The Dictionary of Moments
BATS Theatre, The Stage, 1 Kent Tce, Wellington
04/10/2025 - 04/10/2025
Production Details
Directed by Jason Geary
NZ Improv Fest
This isn’t your ordinary dictionary.
Here, you won’t find dry definitions — instead, every word unlocks a moment from a story that brings its meaning to life.
Drawing from his acclaimed short story podcast of the same name, Jason Geary reinvents storytelling onstage with this bold hybrid of live-written tales and spontaneous scenes. Each performance is a one-of-a-kind experience where language leaps off the page and into vivid, unscripted life.
Part literary experiment, part theatrical adventure — words have never been this alive.
BATS Theatre, The Stage
4 Oct
6.30pm
https://bats.co.nz/whats-on/the-dictionary-of-moments/
Performers: Jason Geary, Jennifer O'Sullivan, Wiremu Tuhiwai, Ian Harcourt, Jo Prendergast, Ben Jardine, Emilia Higgs
Musician: Ollie Howlett
Improv , Theatre ,
60 mins
A kaleidoscope of tiny human experiences: humorous, tragic, surreal and tender
Review by Koru McDonald 07th Oct 2025
Walking into The Dictionary of Moments feels less like entering a theatre and more like stepping into a warm, collective dream. Greeted by a gentle guitar serenade and an atmosphere of intimate curiosity, the audience is invited to slow down, listen and remember. The set is minimal with just enough chairs for the 7 actors on stage. To the right sits the musician, Ollie Howlett, whose soft, continuous accompaniment provides the pulse of the performance. Above the performers are projected words, fading into and out of view, for the audience to call on if they should require inspiration.

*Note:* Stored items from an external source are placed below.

PR #109, opened 2024-04-30
Fix misspelling in migration guide

RobinDaugherty:
[The past tense of "lead" is "led"](https://www.merriam-webster.com/grammar/2281)


drwl:
Apologies for the delay in response — thanks for catching this and putting up a fix!

PR #118, opened 2024-05-28
Add support for `NOT VALID` constraints

gmcabrita:
Thank you for forking annotate_models, cleaning up the code, and providing further maintenance for it 🙏 

We were about to swap our extremely old fork with check constraint support to annotaterb and noticed that `NOT VALID` constraints are not fully annotated.

For example, one of our model annotations would end up missing the `NOT VALID` portion after migrating:
```diff
diff --git a/app/models/model_name.rb b/app/models/model_name.rb
index f39ff14a38..c7220921cb 100644
--- a/app/models/model_name.rb
+++ b/app/models/model_name.rb
@@ -34,10 +34,10 @@
 #
 #  fk_rails_...  (foreign_table_id => foreign_table_name.id)
 #
-# CHECK Constraints
+# Check Constraints
 #
-#  positive_check  ((column_a > 0)) NOT VALID
-#  length_check    ((length(column_b) <= 100000)) NOT VALID
+#  positive_check  (column_a > 0)
+#  length_check    (length(column_b) <= 100000)
 #

 class ModelName < ApplicationRecord
```

So I went ahead and added support for it.

I'm not sure what the oldest Rails version you want to support is, but it seems that `validated?` is [available from Rails 5.2.2 onwards](https://github.com/rails/rails/commit/8203482a9ef9bd60d5014745fd7af868d9954b1d#diff-fac852e063eee718c2af44dec6f80b1b46f52f8aae7936e5eea6b2eab08cf2f7R90-R94).

### DIFF
--- a/lib/annotate_rb/model_annotator/check_constraint_annotation/annotation_builder.rb
+++ b/lib/annotate_rb/model_annotator/check_constraint_annotation/annotation_builder.rb
@@ -24,7 +24,13 @@ module AnnotateRb
 
           max_size = check_constraints.map { |check_constraint| check_constraint.name.size }.max + 1
           check_constraints.sort_by(&:name).each do |check_constraint|
-            expression = check_constraint.expression ? "(#{check_constraint.expression.squish})" : nil
+            expression = if check_constraint.expression
+              not_validated = if !check_constraint.validated?
+                "NOT VALID"
+              end
+
+              "(#{check_constraint.expression.squish}) #{not_validated}".squish
+            end
 
             constraint_info += if @options[:format_markdown]
               cc_info_in_markdown(check_constraint.name, expression)
--- a/spec/lib/annotate_rb/model_annotator/annotation_builder_spec.rb
+++ b/spec/lib/annotate_rb/model_annotator/annotation_builder_spec.rb
@@ -2016,6 +2016,35 @@ RSpec.describe AnnotateRb::ModelAnnotator::AnnotationBuilder do
         is_expected.to eq expected_result
       end
 
+      context "when constraint is not valid" do
+        let :custom_connection do
+          check_constraints = [
+            mock_check_constraint("must_be_us_adult", "age >= 18", false)
+          ]
+
+          mock_connection([], [], check_constraints)
+        end
+        let :expected_result do
+          <<~EOS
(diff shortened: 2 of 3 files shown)


drwl:
Hi @gmcabrita thanks for the kind words and submitting a PR. I'm trying to better understand what the change is doing, it looks like we want to add "NOT VALID" string to check constraints if they're not validated. Could you elaborate on what it means to have a not-validated check constraint?

drwl:
I'm able to see here [1] it's a postgres option only, but in my mind I'm trying to understand the use case 

[1] https://api.rubyonrails.org/classes/ActiveRecord/ConnectionAdapters/SchemaStatements.html#method-i-add_check_constraint

gmcabrita:
Yes, it's a Postgres only option. The ActiveRecord class assumes it is valid by default, so `validated?` should always return `true` for other databases like MySQL.

The `NOT VALID` constraints in Postgres are mainly useful for two use cases:
1. Adding a foreign key or check constraint with zero downtime
	a. Normally, adding one of these constraints requires a full table scan to verify that all existing rows satisfy the constraint. This operation [can cause problems in production](https://github.com/ankane/strong_migrations#adding-a-check-constraint) because it blocks all writes to the table. For this reason, constraints are first added as `NOT VALID` (only inserts/updates are validated by the constraint) and later validated in a separate migration.
2. Choosing to validate the constraint only against new inserts/updates
	a. This is very rare in my experience.

Having this be reflected in the annotations is valuable because it can either signal that something is wrong (e.g. we forgot to add the migration to validate the constraint), or that the constraint exists but we should not expect it to hold valid for all rows in the table.

This is also what you'd see in the schema dump:
```sql
ALTER TABLE public.table_name
	ADD CONSTRAINT length_check CHECK ((length(column_b) <= 100000)) NOT VALID;
```

drwl (approved):

drwl:
@gmcabrita thanks for the explanation. I learned a bit more about Rails + Postgres. I'll get this merged in and cut a new version.

drwl:
@gmcabrita should be live with 4.9.0 that just got pushed to Rubygems

gmcabrita:
@drwl Thank you for the quick turnaround 🫶

PR #124, opened 2024-06-22
Annotate routes on DB tasks to match the old annotate gem behavior

AliOsm:
Thanks for creating this new annotate gem. I propose to also run `routes` command after `models` command within DB tasks to match the old annotate gem behavior. I think it is easier to run `rails db:migrate` after each change in a model or `routes.rb`, than remembering to run either `rails db:migrate` or `annotaterb routes`.

### DIFF
--- a/lib/annotate_rb/tasks/annotate_models_migrate.rake
+++ b/lib/annotate_rb/tasks/annotate_models_migrate.rake
@@ -30,6 +30,7 @@ migration_tasks.each do |task|
 
     Rake::Task[task_name].enhance do
       ::AnnotateRb::Runner.run(["models"])
+      ::AnnotateRb::Runner.run(["routes"])
     end
   end
 end


drwl:
> Thanks for creating this new annotate gem. I propose to also run `routes` command after `models` command within DB tasks to match the old annotate gem behavior. I think it is easier to run `rails db:migrate` after each change in a model or `routes.rb`, than remembering to run either `rails db:migrate` or `annotaterb routes`.



> Thanks for creating this new annotate gem. I propose to also run `routes` command after `models` command within DB tasks to match the old annotate gem behavior. I think it is easier to run `rails db:migrate` after each change in a model or `routes.rb`, than remembering to run either `rails db:migrate` or `annotaterb routes`.

drwl:
Hi @AliOsm thanks for using the gem and adding a PR. Could you tell me more about your use case so that I can better understand the pain point?

From what I'm reading, it seems like there's enough changes to routes that they go stale, and that by coupling the db task hook it solves your pain point.

AliOsm:
Hello @drwl, this is exaclty the pain point, when I change the routes file, I always forget to update the annotations. Maybe coupling the update with each `db:migrate` is overkill, but maybe adding an option like `annotate_routes_on_db_tasks`, and if it is `true`, then routes will be annotated on `db:migrate`.

drwl:
> Hello @drwl, this is exaclty the pain point, when I change the routes file, I always forget to update the annotations. Maybe coupling the update with each `db:migrate` is overkill, but maybe adding an option like `annotate_routes_on_db_tasks`, and if it is `true`, then routes will be annotated on `db:migrate`.

Got it, I think I understand. I'm not sure if there's a lot of demand from other folks for coupling this, so for the time being I don't think it makes sense to go with this change at a global level.

Just as a reminder, if you run the generator to add the db task hook (`bin/rails g annotate_rb:hook`), you can add the desired change to the copy that gets installed in your `lib/tasks` directory.

AliOsm:
I agree with you, and copying the hook is a good option, but it will require the user to manually update it in future, right?

If you are ok with the new option solution mentioned above, I can try to implement it, let me know please.

drwl:
> I agree with you, and copying the hook is a good option, but it will require the user to manually update it in future, right?
> 
> If you are ok with the new option solution mentioned above, I can try to implement it, let me know please.

Just to clarify, so the hook gets installed using the rails generator command. Assuming there are changes in the future (to the hook), then yes it would require the user to update the hook and re-add the line.

I'm not convinced there's enough demand to warrant such a change at a global scale. From periodically looking at issues on the old gem, it doesn't seem like a common use case. I'm open to revisiting this in the future, but I think for the time being it might be best to make the changes to your local hook file with the 1 liner change.

AliOsm:
That's fine, thanks for the discussion, I will close this PR.

drwl:
No worries. I'm happy to revisit this in the future if the change makes sense.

The show extends from the podcast of the same name, created by Jason Geary, who is also a performer in the piece. The inspiration of the show is to tell the stories of people through a single word, creating the vivid imagery that each performer tells through their personal interpretation of the word. Each word is random, ranging from ‘Rupture’ to ‘Beacon’ and from ‘Pufferfish’ to ‘Euphoria’. What follows is a kaleidoscope of tiny human experiences: humorous, tragic, surreal, and tender.
The piece begins with a song about The Dictionary of Moments. It’s an apt opening, creating the feeling that the show itself feels like a living lexicon of emotion. Along with Jason, the performers are Jennifer O’Sullivan, Wiremu Tuhiwai, Ian Harcourt, Jo Prendergast, Ben Jardine and Emilia Higgs. Upon receiving their word, each does their best to give a definition and describe how it feels to them before the scene unfolds.
‘Rupture’ introduces us to a couple divided by circumstance, performed with surprising gravity for an improvised scene. ‘Debonair’ extends the tale of a worldly man, wise in his years but still flirtatious with his wife. Through the prompt of ‘Quandary’, the performers compare the hilariously realistic feeling of juggling all of one’s children, with their bickering and pleading, to the ‘hobby’ of tightrope walking.
Many of the vignettes are deeply comic, often in absurd or understated ways. ‘Pufferfish’ features a man attempting to buy a fish on eBay, only to scare off other bidders with his intensity. Yet, amidst the laughter, The Dictionary of Moments excels at sincerity. ‘Beacon’, one of the final entries, portrays a dying man conversing with Death, delivered with such quiet dignity that the audience stayed silent and drawn in throughout the entire scene.
The collaboration of these performers is a bafflingly warm understanding. To have come together as a team to put on such a wondrous piece of improvised theatre is no easy feat and truly speaks to the personal character of the performers. Each performer seems to meld perfectly with the others. Some take roles as Writers, spending short minutes hastily sketching stories from single words, before delivering them to the audience. Others jump in one after the other to be bombarded with shouts of words from the audience.
What holds this collage together is its tone: gentle and playful but unflinchingly humane.
The performers seem to honour every prompt as a small truth, a piece of someone’s lived or imagined experience. The guitarist, who plays continuously, stitches the vignettes into a musical whole; his melodies shift effortlessly from melancholic to buoyant, from folk to jazz. Together, the ensemble crafts a rhythm that feels organic, as if the stories were being discovered rather than invented.
By the end, The Dictionary of Moments feels like a love letter to language, memory, and the unrepeatable beauty of improvisation. It’s theatre as a series of fleeting definitions, each one incomplete, each one alive and celebrated for its unkempt humanity.